(Adds federal regulator comment, exemption information)
By Ernest Scheyder
BISMARCK, North Dakota, June 24 (Reuters) - North Dakota intends to nearly double its pipeline capacity within two years as part of a plan to curb the wasteful flaring of natural gas in the bustling Bakken oil field, the state's governor said on Tuesday.
While oil production has more than tripled in the past decade to 1 million barrels of oil equivalent (boepd) per day, making North Dakota the fastest-growing economy in the United States, the pipeline network for transporting natural gas has lagged.
Aiming to change that, Governor Jack Dalrymple said the state wants pipeline capacity to increase to 1.4 million boepd by 2016, up from roughly 780,000 boepd currently.
"We will reduce flaring," the governor told executives, regulators and investors at a pipeline summit he hosted in the state's capital. "It's just that simple."
Natural gas that is produced along with crude oil needs to be flared if there is no pipeline to take it to market or a processing plant. Roughly 30 percent of the fuel was flared in April, the latest month for which statistics are available.
While down from an all-time high of 36 percent in September 2011, Dalrymple had hoped for a lower number.
The governor, a Republican, known for working closely with energy companies on development, acknowledged that he cannot force Oneok, Enbridge, MDU Resources and other pipeline companies to expand their networks.
But he described himself as the industry's cheerleader and promised to encourage, through regulation and other means, more pipeline development to decrease reliance on trucking and railroads.
"Although rail has played a critical role to market our petroleum, over the long term we're looking for the safest way to market our product," he said.
Dalrymple and other regulators changed state policy on June 1 to require energy companies to submit a detailed plan when filing for a drilling permit about how they planned to capture and use any natural gas released by a new well.
Updated policies for existing wells are set to be released on July 1. Both steps effectively encourage the development of pipelines.
Oneok and other pipeline operators have been working aggressively to build their natural gas pipeline network in the state, though they have been constrained by cold weather, right-of-way issues and other factors.
Right-of-way access has become a hot-button topic in the state.
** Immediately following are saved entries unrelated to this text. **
Issue #425, opened 2017-05-03
Support for subpixel correct drawing ?


LennertSchneider:
Hi,

I'm trying to render a waveform using nk_stroke_line, but it looks quite horrible, because all the float precision in the supplied coords is lost due to internal conversion to short.
I have the same problem with some other custom controls where I want to use lines and circles to construct them.
Is there a reason this has been done ? Is this really necessary to abandon the float precision internally ?

Cheers.

vurtun:
Before I start converting draw commands internal position type from short to float could you test something for me. `nk_convert_config` has parameters:
```c
struct nk_convert_config {
    /* ... */
    enum nk_anti_aliasing line_AA;
    unsigned circle_segment_count;
    unsigned arc_segment_count; 
    unsigned curve_segment_count;
    /* ... */
};
```
First could try turning line_AA anti-aliasing on and off. If that does not help please try to set higher values for each of the segment counts. These basically dictate out of how many triangles shapes/lines generated out of. Also for any curved shapes or lines I would highly recommend overriding `NK_SIN` and `NK_COS` to standard library functions `sin` and `cos`. 

If your problem still persist then I will change internal command types from `short` to `float`. As for the reason why they are `short`. This library started as an UI for X11 which only uses `short`. So at that time it made sense and took less memory. Especially since I at that did not know how much memory would, could and should be consumed.

LennertSchneider:
I think I might not have been clear with my statement. The problem is not in using the predefined circle/arc/curve-primitives, but with doing my own out of multiple lines. I first stumbled across this problem when trying to draw an arc without the begin/and strokes from the center (really JUST the arc). Since there was no primitive for this I tried to draw a bunch of lines whose coords I calc myself (using the precise stdlib sin/cos). However the resulting arc looks horrorbly deformed due to each start and endpoint of each line segment snapping to fill pixels, because of the internal short conversion.

itsuhane:
Sorry to bring this issue up again...I'm also facing a similar situation where I would like to have some custom widget displaying a function plot.

Below is a screenshot of my attempt drawing `sin(x)`.
![image](https://user-images.githubusercontent.com/1052233/59488514-5604f880-8eb2-11e9-91e2-ee8b6c22c8f0.png)
Like @LennertSchneider did, I sampled the function with different `x`, then plot the curve with `nk_stroke_polyline`.

Internally, Nuklear does float-to-short conversion:
[...]

PR #861, opened 2019-06-16
Add subpixel API.

itsuhane:
This PR tries to provide subpixel drawing API as discussed in #425.

In this PR, a new macro, `NK_ENABLE_SUBPIXEL_API` is proposed. User can turn-on subpixel API by defining this macro before **ALL** inclusion of `nuklear.h`.

When this macro is defined, the following changes are made inside nuklear:

- All draw command structs (except `nk_command_custom`) will use `float` instead of `short`/`unsigned short`, use `nk_vec2` instead off `nk_vec2i`.
- All draw command routines (except `nk_push_custom`) will have a `subpixel` counterpart. For example, in addition to `nk_stroke_polyline`, `nk_stroke_polyline_subpixel` will be defined. In these subpixel version, there will be no narrowing from `float` to `short`.

No documentation is changed currently.

### DIFF
--- a/nuklear.h
+++ b/nuklear.h
@@ -4540,6 +4540,29 @@ NK_API void nk_draw_text(struct nk_command_buffer*, struct nk_rect, const char *
 NK_API void nk_push_scissor(struct nk_command_buffer*, struct nk_rect);
 NK_API void nk_push_custom(struct nk_command_buffer*, struct nk_rect, nk_command_custom_callback, nk_handle usr);
 
+/* subpixel APIs */
+#ifdef NK_ENABLE_SUBPIXEL_API
+NK_API void nk_stroke_line_subpixel(struct nk_command_buffer *b, float x0, float y0, float x1, float y1, float line_thickness, struct nk_color);
+NK_API void nk_stroke_curve_subpixel(struct nk_command_buffer*, float, float, float, float, float, float, float, float, float line_thickness, struct nk_color);
+NK_API void nk_stroke_rect_subpixel(struct nk_command_buffer*, struct nk_rect, float rounding, float line_thickness, struct nk_color);
+NK_API void nk_stroke_circle_subpixel(struct nk_command_buffer*, struct nk_rect, float line_thickness, struct nk_color);
+NK_API void nk_stroke_arc_subpixel(struct nk_command_buffer*, float cx, float cy, float radius, float a_min, float a_max, float line_thickness, struct nk_color);
+NK_API void nk_stroke_triangle_subpixel(struct nk_command_buffer*, float, float, float, float, float, float, float line_thichness, struct nk_color);
+NK_API void nk_stroke_polyline_subpixel(struct nk_command_buffer*, float *points, int point_count, float line_thickness, struct nk_color col);
+NK_API void nk_stroke_polygon_subpixel(struct nk_command_buffer*, float*, int point_count, float line_thickness, struct nk_color);
+
+NK_API void nk_fill_rect_subpixel(struct nk_command_buffer*, struct nk_rect, float rounding, struct nk_color);
+NK_API void nk_fill_rect_multi_color_subpixel(struct nk_command_buffer*, struct nk_rect, struct nk_color left, struct nk_color top, struct nk_color right, struct nk_color bottom);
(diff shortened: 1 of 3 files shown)


dumblob:
Thanks @itsuhane . An important question - it seems to me, that now it behaves differently than you proposed in #425:

>As a proposal, there could be a global macro like `NK_VERTEX_VALUE_TYPE`, which defaults to `short`, but allow user to override with `float` to support subpixel drawing.
>Current draw routines will keep the casting to make sure they don't broke any pixel-perfect drawing for UI elements. Meanwhile, they will have subpixel counterparts, `nk_stroke_polyline_subpixel` for example, for any user who want advanced control on their drawing.

use case | `NK_ENABLE_SUBPIXEL_API` defined | `NK_ENABLE_SUBPIXEL_API` **NOT** defined
---|---|---
old codebase | all pixel-perfect calculations break (as `nk_stroke_polyline` behaves differently than originally) | no change, everything works
new codebase | works as expected (`nk_stroke_polyline` behaves the same as `nk_stroke_polyline_subpixel`) | the old Nuklear behavior (i.e. internal conversion `float` -> `short`)

Thinking about this further we might actually afford making `nk_stroke_polyline` (and others) behave differently (i.e. not convert `float` to `short` internally) if and only if `NK_ENABLE_SUBPIXEL_API` (or rather `NK_ENABLE_SUBPIXEL_PRECISION` or alike as it has nothing to do with API) is defined (by default this macro won't be defined). So actually there shouldn't be any need for `_subpixel()` counterparts and the above table would look like this:

use case | `NK_ENABLE_SUBPIXEL_API` defined | `NK_ENABLE_SUBPIXEL_API` **NOT** defined
---|---|---
old codebase | all pixel-perfect calculations break (as `nk_stroke_polyline` behaves differently than originally) | no change, everything works
new codebase | works as expected (`nk_stroke_polyline` doesn't do any `float` -> `short` conversions internally) | the old Nuklear behavior (i.e. internal conversion `float` -> `short`)

Btw please also bump version accordingly :wink:.

itsuhane:
Thanks for your quick response!

Since we changed the internal representation for `struct nk_command_*`, some pixel-perfect version must be changed accordingly. But their behavior was not changed: In the old codebase, we perform `float`-to-`short` conversions when creating these command structs. But before drawing, these `short` data are converted back to `float`, for example in line 1294 in `nk_convert`:

https://github.com/vurtun/nuklear/blob/bb327b97a98d865984263ce6a3d8c50739f8dcb1/src/nuklear_vertex.c#L1291-L1297

Effectively, the `float`-to-`short` conversion is just rounding-off the decimal parts. I think we can safely use `float` in commands without break the pixel-perfect drawing.

Originally, I was thinking about having a macro named `NK_VERTEX_VALUE_TYPE`, and user can define it to `float`. However, there are three types involved in the command structs: `nk_vec2i`, `short` and `unsigned short`, if the user chooses `float`, `unsigned float` is neither meaningful nor legal in C. And in some compilers, `unsigned float` will be interpreted as `unsigned int` without giving an error. That's why I choose a different macro.

If we give up the conversion, all UI rendering will no-longer be pixel-perfect. I believe it will introduce artifacts. If there are artifacts, then we cannot easily remove the conversion. Two separate set of drawing API must co-exist. I will try subpixel UI drawing first and make some screenshot.

But in some sense, I agree to have only one set of implementation because my current PR contains massive code duplication. Can I create some macro ("templated C") to help elide the duplication ?

dumblob:
>If we give up the conversion, all UI rendering will no-longer be pixel-perfect. I believe it will introduce artifacts.

This might be the case, but I think there is one problem which I'm reluctant to digest :wink:. Namely, that Nuklear users won't have any clue which API (one of pixel-perfect and subpixel) in which case to use as they won't know how it behaves and how to combine the APIs. We must not introduce such problem at any cost.

>I will try subpixel UI drawing first and make some screenshot.

This would be great - and once you're at it, try as many backends as you can to get some overview. This will be much appreciated.

>Can I create some macro ("templated C") to help elide the duplication ?

Sure, just make some proposals a and we'll discuss it. Usually one comes with the best ideas when working with code, but not up front, so I won't comment technically on this until there is some practical demonstrations :wink:.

Pipeline companies have grown frustrated as some landowners refuse requests to build through their land.
State regulators are attempting to craft rules that would appease both sides. Eminent domain remains deeply unpopular in the conservative state.
Federal regulators, though, bluntly warned pipeline operators to quickly resolve disputes with landowners.
"We support the rights of citizens," said Linda Daughtery of the U.S. Department of Transportation's Pipeline and Hazardous Materials Safety Administration (PHMSA). "You should work it out with the landowner long before it gets to the federal level."
North Dakota wells are only allowed to flare natural gas for one year after they begin production. If operators flout the rule, they will be fined production taxes on the value of the gas flared and royalty payments to the landowner.
Companies can petition for an exemption to the rule. Exxon Mobil and Occidental Petroleum filed the most exemption requests this month.
Such appeals have been falling steadily, though, and the new policy implemented on June 1 will encourage companies to not always expect the exemption.
While flaring reduction has been a key focus for the regulators, many residents see traffic as a bigger reason to build pipe, said Gene Veeder, head of the economic development office in McKenezie County, a key oil development region.
"Our local citizens are less worried about global warming then they are about the 1,100 trucks that go by their mailbox every day," Veeder said.